Marcus Thorne, PDG de la SMMT, a exprimé son inquiétude : "Le paysage géopolitique crée une immense incertitude. La hausse des coûts du carburant a un impact direct sur les poches des conducteurs, tandis que l'anxiété économique plus large incite les consommateurs à réfléchir à deux fois avant de s'engager. à un véhicule neuf, en particulier avec la hausse des taux d'intérêt sur les accords de financement. Nous constatons une nette hésitation de la part des acheteurs potentiels qui choisissent de conserver leur voiture actuelle plus longtemps. »
Changement de priorités : des voitures neuves aux économies
L'enquête du BIEA a mis en évidence un changement significatif dans les intentions de dépenses des consommateurs. Environ 45 % des répondants ont indiqué qu'ils reportaient les achats importants, notamment les véhicules neufs, les rénovations domiciliaires et les gros appareils électroménagers, afin d'augmenter leur épargne ou de rembourser leurs dettes existantes. Seules 20 % des personnes interrogées ont exprimé leur optimisme quant à l'amélioration de l'économie britannique au cours des 12 prochains mois, un contraste frappant avec les 35 % enregistrés à peine trois mois auparavant.
Ce changement a un impact particulièrement important sur le marché en plein essor des véhicules électriques (VE). Même si la croissance des ventes de véhicules électriques reste positive, elle a ralenti, passant des gains mensuels à deux chiffres observés plus tôt dans l'année à un modeste 3 à 4 % ces dernières semaines. Il semblerait que les consommateurs mettent en balance le coût initial plus élevé des véhicules électriques et les économies perçues à long terme, l'incertitude économique les incitant à se replier vers une sécurité financière plus immédiate.
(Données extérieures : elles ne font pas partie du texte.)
PR #158, opened 2020-09-30
add dataset as field when logging sampler type

asdvalenzuela:
`DEBU[0028] created implementation for sampler type *config.DynamicSamplerConfig  dataset="API Calls"`

### DIFF
--- a/config/sampler_config.go
+++ b/config/sampler_config.go
@@ -5,8 +5,8 @@ type DeterministicSamplerConfig struct {
 }
 
 type DynamicSamplerConfig struct {
-	SampleRate                   int64 `validate:"required,gte=1"`
-	ClearFrequencySec            int64
+	SampleRate                   int64    `validate:"required,gte=1"`
+	ClearFrequencySec            int64    `validate:"required,gt=0"`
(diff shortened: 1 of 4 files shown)


sample/sample.go
```diff
@@ -28,23 +28,26 @@ func (s *SamplerFactory) GetSamplerImplementationForDataset(dataset string) Samp
 		return nil
 	}
 
-	s.Logger.Debug().WithField("dataset", dataset).Logf("creating sampler implementation")
```
martin308, line 31: could this line move down to the bottom before we return and do something like the default case for the log message?

config/sampler_config.go
```diff
@@ -5,11 +5,11 @@ type DeterministicSamplerConfig struct {
 }
 
 type DynamicSamplerConfig struct {
-	SampleRate                   int64    `validate:"required,gte=1"`
-	ClearFrequencySec            int64    `validate:"required,gt=0"`
```
martin308, line 9: maybe this should be in a separate PR?

martin308 (approved):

Les constructeurs sont aux prises avec l'incertitude
Au-delà des ventes, le secteur manufacturier du secteur automobile en ressent également les effets. Les vulnérabilités de la chaîne d’approvisionnement, exacerbées par les perturbations potentielles des principales routes maritimes traversant le golfe Persique, constituent une préoccupation majeure. La production automobile au Royaume-Uni a connu une contraction de 5 % au troisième trimestre, selon les chiffres préliminaires, alors que les usines s'adaptent aux fluctuations de la demande et aux pénuries potentielles de composants.
Sarah Jenkins, analyste indépendante du marché automobile, a expliqué les implications plus larges : "Les constructeurs automobiles s'appuient sur des chaînes d'approvisionnement mondiales complexes. Toute menace à la stabilité dans des régions critiques augmente immédiatement les coûts logistiques et introduit des retards. Cela oblige les fabricants soit à absorber des coûts plus élevés, ce qui a un impact sur la rentabilité, soit à les répercuter sur les consommateurs, ce qui atténue encore davantage les coûts. demande. »
Naviguer dans le brouillard économique
Alors que l'économie britannique traverse cette période de risque géopolitique accru, l'industrie automobile est confrontée à un chemin difficile à parcourir. Les analystes suggèrent que la confiance des consommateurs restera fragile tant que les tensions persisteront, ce qui rendra difficile au secteur de retrouver son élan. Les réponses politiques, tant au niveau national qu'international, seront cruciales pour restaurer la stabilité et rassurer les consommateurs sur le fait que la voie vers la reprise économique reste viable au milieu des « vagues de peur » provoquées par des conflits lointains.